Stop Defining The Success Of Your Business Like Fast Fashion

Most of us agree that fast fashion is toxic. Rooted in capitalism and materialism, it entices us with the ephemeral thrill of something new. Trends are must-haves one minute and then tossed aside the next. This cycle never ends and instead leaves its toll on the environment and people. We see the dangers of fast fashion and are eager to change that mindset about our clothes. But, even once it’s gone from your wardrobe, the fast fashion mindset can still creep into your business.

We live in a culture that glorifies the hustle. The busiest entrepreneurs are seen as the most successful, and workaholics who get up at the crack of dawn to make their dreams happen are praised. Just like fast fashion pushes for more, cheaper, quicker, it is easy to fall into that same trap within your business. There is nothing wrong with having a thriving business or putting in the work to build your dream brand, but more does not necessarily mean better. Are you defining the success of your business by the quantity of your work instead of the quality? Are you letting the hustle culture shame you into just trying harder and pushing through the burnout that eventually comes? 
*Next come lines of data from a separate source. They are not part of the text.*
PR #1024, opened 2021-04-08
Sync SqlDataRecord

Wraith2:
This is a small one. Identify similar parts of the two SqlDataRecord classes from netcore and netfx and sync those differences so the functional differences can be seen.

Observations:
1) There are only two constructors for SqlDataRecord and both of them set the _recordBuffer to a non-null value. This means that the frequent calls to `EnsureSubclassOverride` which checks _recordBuffer is non-null or throws are pointless and I have seen them in profile traces in the past when looking at UDT performance. I propose to remove `EnsureSubclassOverride` entirely.
2) All the private fields can be made readonly
3) `ThrowIfInvalidOrdinal(ordinal)` is used only once in `IsDBNull`, either it should be used in all functions that take an ordinal parameter or none of them. If it is not used ordinal will often be used without further checks in called methods which could result in out of range or key not found exceptions.
4) The functional differences between these two implementations seem to fall into two categories, in-proc hosting and old sql versions. The in-proc code could be kept in case it is needed in future and the old sql version checks could be dropped after checking version compatibility for this library.

Any of those changes would be a separate PR.

Oh. and the [docs](https://docs.microsoft.com/en-us/dotnet/api/microsoft.sqlserver.server.sqldatarecord?view=netframework-4.8) state that "Represents a single row of data and its metadata. This class cannot be inherited." when the class is not sealed and can be inherited from. Either the docs are wrong or the class should be sealed.

### DIFF
--- a/src/Microsoft.Data.SqlClient/netcore/src/Microsoft/Data/SqlClient/Server/SqlDataRecord.cs
+++ b/src/Microsoft.Data.SqlClient/netcore/src/Microsoft/Data/SqlClient/Server/SqlDataRecord.cs
@@ -796,6 +796,7 @@ namespace Microsoft.Data.SqlClient.Server
         }
 
         /// <include file='../../../../../../../../doc/snippets/Microsoft.Data.SqlClient.Server/SqlDataRecord.xml' path='docs/members[@name="SqlDataRecord"]/System.Data.IDataRecord.GetData/*' />
+        [System.ComponentModel.EditorBrowsableAttribute(System.ComponentModel.EditorBrowsableState.Never)]
         IDataReader System.Data.IDataRecord.GetData(int ordinal)
         {
             throw ADP.NotSupported();
--- a/src/Microsoft.Data.SqlClient/netcore/src/Microsoft/Data/SqlClient/Server/SqlDataRecord.cs
+++ b/src/Microsoft.Data.SqlClient/netcore/src/Microsoft/Data/SqlClient/Server/SqlDataRecord.cs
@@ -21,12 +21,15 @@ namespace Microsoft.Data.SqlClient.Server
         private FieldNameLookup _fieldNameLookup;
         private bool _usesStringStorageForXml;
 
-        private static readonly SmiMetaData s_maxNVarCharForXml = new SmiMetaData(SqlDbType.NVarChar, SmiMetaData.UnlimitedMaxLengthIndicator,
-                                        SmiMetaData.DefaultNVarChar_NoCollation.Precision,
-                                        SmiMetaData.DefaultNVarChar_NoCollation.Scale,
-                                        SmiMetaData.DefaultNVarChar.LocaleId,
-                                        SmiMetaData.DefaultNVarChar.CompareOptions,
-                                        null);
+        private static readonly SmiMetaData s_maxNVarCharForXml = new SmiMetaData(
+            SqlDbType.NVarChar, 
+            SmiMetaData.UnlimitedMaxLengthIndicator,
+            SmiMetaData.DefaultNVarChar_NoCollation.Precision,
+            SmiMetaData.DefaultNVarChar_NoCollation.Scale,
+            SmiMetaData.DefaultNVarChar.LocaleId,
+            SmiMetaData.DefaultNVarChar.CompareOptions,
+            userDefinedType: null
+        );
 
         /// <include file='../../../../../../../../doc/snippets/Microsoft.Data.SqlClient.Server/SqlDataRecord.xml' path='docs/members[@name="SqlDataRecord"]/FieldCount/*' />
         public virtual int FieldCount
@@ -50,7 +53,7 @@ namespace Microsoft.Data.SqlClient.Server
         {
             EnsureSubclassOverride();
             SqlMetaData metaData = GetSqlMetaData(ordinal);
-            if (SqlDbType.Udt == metaData.SqlDbType)
+            if (metaData.SqlDbType == SqlDbType.Udt)
             {
                 return metaData.UdtTypeName;
             }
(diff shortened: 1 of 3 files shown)


cheenamalhotra:
> Oh. and the docs state that "Represents a single row of data and its metadata. This class cannot be inherited." when the class is not sealed and can be inherited from. Either the docs are wrong or the class should be sealed.

The original class in `Microsoft.SqlServer.Server` namespace also is not "sealed" so it does raise confusions. I would leave it as-is for now.

> There are only two constructors for SqlDataRecord and both of them set the _recordBuffer to a non-null value. This means that the frequent calls to EnsureSubclassOverride which checks _recordBuffer is non-null or throws are pointless and I have seen them in profile traces in the past when looking at UDT performance. I propose to remove EnsureSubclassOverride entirely.

Agreed. Also the other constructor (internal) does not seem to be used and is dead code - can be removed.

> All the private fields can be made readonly

Go ahead, except "_fieldNameLookup" I see others are initialized in constructor so it's possible.

> ThrowIfInvalidOrdinal(ordinal) is used only once in IsDBNull, either it should be used in all functions that take an ordinal parameter or none of them. If it is not used ordinal will often be used without further checks in called methods which could result in out of range or key not found exceptions.

I agree it should be checked for in all functions fetching for ordinal.

> The functional differences between these two implementations seem to fall into two categories, in-proc hosting and old sql versions. The in-proc code could be kept in case it is needed in future and the old sql version checks could be dropped after checking version compatibility for this library.

SQL Server 2012 is the minimum official supported version as per [Support Lifecycle](https://docs.microsoft.com/en-us/sql/connect/ado-net/sqlclient-driver-support-lifecycle?view=sql-server-ver15#sql-version-compatibility-with-microsoftdatasqlclient). But we have customers still using SQL 2008 so we try not to break them. But checks to support below SQL 2005 can be considered for removal.

Wraith2:
Ok, as stated I'll make those changes in a follow-up unless you strongly prefer I do them here.

johnnypham (approved):

DavoudEshtehari:
> Oh. and the [docs](https://docs.microsoft.com/en-us/dotnet/api/microsoft.sqlserver.server.sqldatarecord?view=netframework-4.8) state that "Represents a single row of data and its metadata. This class cannot be inherited." when the class is not sealed and can be inherited from. Either the docs are wrong or the class should be sealed.

According to documents, nobody's allowed to inherit this class; but the design doesn't prevent it. So, there is a chance of inheriting from this class by customers!
@David-Engel Could you specify your preference here, please?

src/Microsoft.Data.SqlClient/netfx/src/Microsoft/Data/SqlClient/Server/SqlDataRecord.cs
```diff
@@ -871,13 +862,20 @@ internal void ThrowIfInvalidOrdinal(int ordinal)
...
             {
                 throw SQL.SubclassMustOverride();
             }
         }
+
+        /// <include file='../../../../../../../../doc/snippets/Microsoft.Data.SqlClient.Server/SqlDataRecord.xml' path='docs/members[@name="SqlDataRecord"]/System.Data.IDataRecord.GetData/*' />
+        IDataReader System.Data.IDataRecord.GetData(int ordinal)
+        {
+            throw ADP.NotSupported();
+        }
```
DavoudEshtehari, line 878: Just inserting the removed attribute would be useful; Could you include it in Net core too?
```suggestion
        /// <include file='../../../../../../../../doc/snippets/Microsoft.Data.SqlClient.Server/SqlDataRecord.xml' path='docs/members[@name="SqlDataRecord"]/System.Data.IDataRecord.GetData/*' />
        [System.ComponentModel.EditorBrowsableAttribute(System.ComponentModel.EditorBrowsableState.Never)]
        IDataReader System.Data.IDataRecord.GetData(int ordinal)
        {
            throw ADP.NotSupported();
        }
```

src/Microsoft.Data.SqlClient/netcore/src/Microsoft/Data/SqlClient/Server/SqlDataRecord.cs
```diff
@@ -21,12 +21,15 @@ public class SqlDataRecord : IDataRecord
         private FieldNameLookup _fieldNameLookup;
         private bool _usesStringStorageForXml;
```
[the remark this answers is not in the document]
Wraith2: https://github.com/dotnet/SqlClient/pull/1024#issuecomment-816323952
> Ok, as stated I'll make those changes in a follow-up unless you strongly prefer I do them here.

David-Engel:
> > Oh. and the [docs](https://docs.microsoft.com/en-us/dotnet/api/microsoft.sqlserver.server.sqldatarecord?view=netframework-4.8) state that "Represents a single row of data and its metadata. This class cannot be inherited." when the class is not sealed and can be inherited from. Either the docs are wrong or the class should be sealed.
> 
> According to documents, nobody's allowed to inherit this class; but the design doesn't prevent it. So, there is a chance of inheriting from this class by customers!
> @David-Engel David Engel (Simba Technologies Inc) Vendor Could you specify your preference here, please?

Docs should be updated to reflect reality. That doesn't need to be a part of this PR, though.

cheenamalhotra:
@Wraith2 

> Docs should be updated to reflect reality.

Could you please update docs as well in this PR, to close on this topic and address one last comment from Davoud?
It'll be better to get all changes addressed together IMO.

src/Microsoft.Data.SqlClient/netfx/src/Microsoft/Data/SqlClient/Server/SqlDataRecord.cs
Wraith2: Done in core and netfx.

DavoudEshtehari (approved):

Spending any amount of time on the internet, you’ll inevitably run across others doing what you’re doing, but seemingly better. On social media especially, there is ample opportunity to compare yourself and your business to others. You may see others that appear successful, have more likes or follows, and you might feel like you should be doing the same things as they are. Fast fashion sells a trend by telling us that everyone else is wearing it or someone popular is wearing it and we need to do the same if we want to be seen as popular too. Comparing yourself and your business to other business owners does the same. Noticing trends in the industry and keeping an eye on competitors is a healthy practice, but only if you evaluate the trends you are noticing before blindly following them. You probably have different goals, a slightly different customer base, or different resources than the people you’re comparing yourself to. Don’t try a business trend that doesn’t actually help you reach your unique goals just because you see others doing it.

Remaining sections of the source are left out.